Ceasefire

 

Tom McEllistrim was a farmer in Ballymacelligott who joined the Irish Volunteers in 1915. 
He led the attack on the Gortatlea RIC Barracks in April 18, and remembers it here. Later a TD, McEllistrim died in 1973. This was the first real attack. Six of us met in a little hall in Ballymac: Jack Cronin, Maurice Reidy, Tom Mac, John Browne, Richard Laide, John Flynn.
We planned to take the barracks by surprise. There were four RIC men in it. We had information that the door would not be locked. We knew that two men went out on patrol.
We put one man near to the barracks, right on the railway station to watch the patrol go out; and then he told us when they had gone out. We waited near the post. It was about 10 o’clock and it was quite dark, so we moved on to the barracks.
I walked up to the door. I had a flash lamp and a revolver in my hands.
Jack Cronin was behind me and Browne and the others were to follow. When I turned the door handle, I found that it was locked.
I knocked and someone inside said ‘Who’s there?’ ‘’Tis me.’ ‘Who are you?’ I said,
‘’Tis alright. Come on and open,’ for the locals often knocked on the door and went in. And he opened the door. We had masks on us for we were all well known to the police.
I was at once to push past and get on in. As soon as he saw the mask, he got startled,
but I pushed in past him and the other man in the kitchen made a dart for the room door but
I got across into the room and he was trying to close the door against me.
I stuck my foot in the door and we had a pushing match at the door for about three seconds.
I pushed up the door on him and as I did, the door banged down again and we grappled.
He was unarmed and he was an old man. We were tumbling about in the darkness in a very small room and I fell on top of him. Just as it happened, Cronin burst in the door. He had a double barrelled shotgun and he put it on the RIC man.
He put up his hands. I looked into the kitchen and I saw our lads below forcing the other lad to put up his hands and they had.
We didn’t want to spill any blood. The rifles were up on a rack. I lifted down a rifle and put it on a cupboard, when all in a sudden, a shot rang out.
I whipped round and I saw Browne wheel around and fall in the kitchen;
and in three seconds the floor was covered with blood for he had been shot through the head.‘What was that?’
I said. Moss Carmody and I went down to the kitchen and I saw him putting up his shotgun and he fired at the door. And as I said, ‘What’s that?’ I saw a police cap at the door but the shotgun missed.
As I knocked, the 10 o’clock train steamed in. The station was only 15 yards away and we heard the noise of the engine.
‘Could there have been military on the train,’ we now thought. There were five of us inside the barracks, and what would we do.
Our course then was to fight our way out and that was an awful setback for a crowd of young lads.

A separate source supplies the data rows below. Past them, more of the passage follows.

PR #734, opened 2026-07-01
CID-199 enterprise service accounts

plks:
Adds `castai_enterprise_service_account resource` for managing service accounts within a CAST AI enterprise organization, either in the enterprise org itself or in any of its child orgs.

---
### What changed

Introduces a new Terraform resource, `castai_enterprise_service_account`, to manage CAST AI enterprise service accounts through the provider. It supports full CRUD lifecycle operations, with paginated reads and batch API calls for create, update, and delete.

### Why

Enterprise users need to automate service account provisioning and lifecycle management across their organizations via Terraform, avoiding manual configuration in the CAST AI console.

### Key changes

- `castai/provider.go`: Registers the new `castai_enterprise_service_account` resource in the provider.
- `castai/resource_enterprise_service_account.go`: Implements the resource with schema fields `enterprise_id`, `organization_id`, `name`, `description`, and computed `email`. Both `enterprise_id` and `organization_id` are marked `ForceNew`. Uses `EnterpriseAPIBatchCreateEnterpriseServiceAccountsWithResponse`, `EnterpriseAPIBatchUpdateEnterpriseServiceAccountsWithResponse`, and `EnterpriseAPIBatchDeleteEnterpriseServiceAccountsWithResponse` for mutations, and paginated `EnterpriseAPIListEnterpriseServiceAccountsWithResponse` for reads.
- `castai/resource_enterprise_service_account_test.go`: Adds unit tests for create, read, update, and delete contexts, covering success paths, API errors, empty responses, and pagination.
- `docs/resources/enterprise_service_account.md`: Adds generated resource documentation.
- `examples/enterprise_service_accounts/main.tf` and `examples/resources/castai_enterprise_service_account/resource.tf`: Adds example Terraform configurations.


the-marian (approved):

examples/resources/castai_enterprise_service_account/resource.tf
oskarwojciski, line 1: I assume that those two examples are:
1. Create service account with child org scope access
2. Create service account with enterprise org scope access?

Can you add description/comments into the examples?
Also does it makes sens to have them on two paths? Isn't the `resources` enough?

examples/resources/castai_enterprise_service_account/resource.tf
```diff
@@ -0,0 +1,6 @@
+resource "castai_enterprise_service_account" "example" {
+  enterprise_id   = "3e81b0c1-ea70-4513-8c11-60260fa04fba"
+  organization_id = "3e81b0c1-ea70-4513-8c11-60260fa04fba"
```
oskarwojciski: I am wondering - maybe we can have a logic that if the organization_id is not provided we create the service account  with enterprise scope by default? (in the provider it is set that organization_id = enterprise_id)

oskarwojciski (approved):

We lifted up Browne and we brought him out with us, and also we brought out a new shotgun with us. Before we went out, there was whispering and Cronin walked up.
‘We’ll shoot them lads now,’ he said. ‘How can we shoot them,’
I replied, “with their hands up?’ and the RIC were in terrible fear. Browne was dead, but we got out without any shots being fired at us.
We got to the railway, threw off out masks and were lifting him when three or four shots were fired. We dropped him and we fired back. They had seen us getting into the barracks and they had ambushed us from the outside.
Laide made an attempt to rush in to tell us they were in the station and Sergeant Boyle shot him in the back with a revolver as he came in.
Laide got away and he lived only two or three days for the bullet had gone into his stomach. So we had two dead men. The two funerals were on the same day, but there was no raid made by the police.
The police had made their report to suit themselves. They wiped up the blood from the floor inside.
They said that all the shooting had been from the outside by us.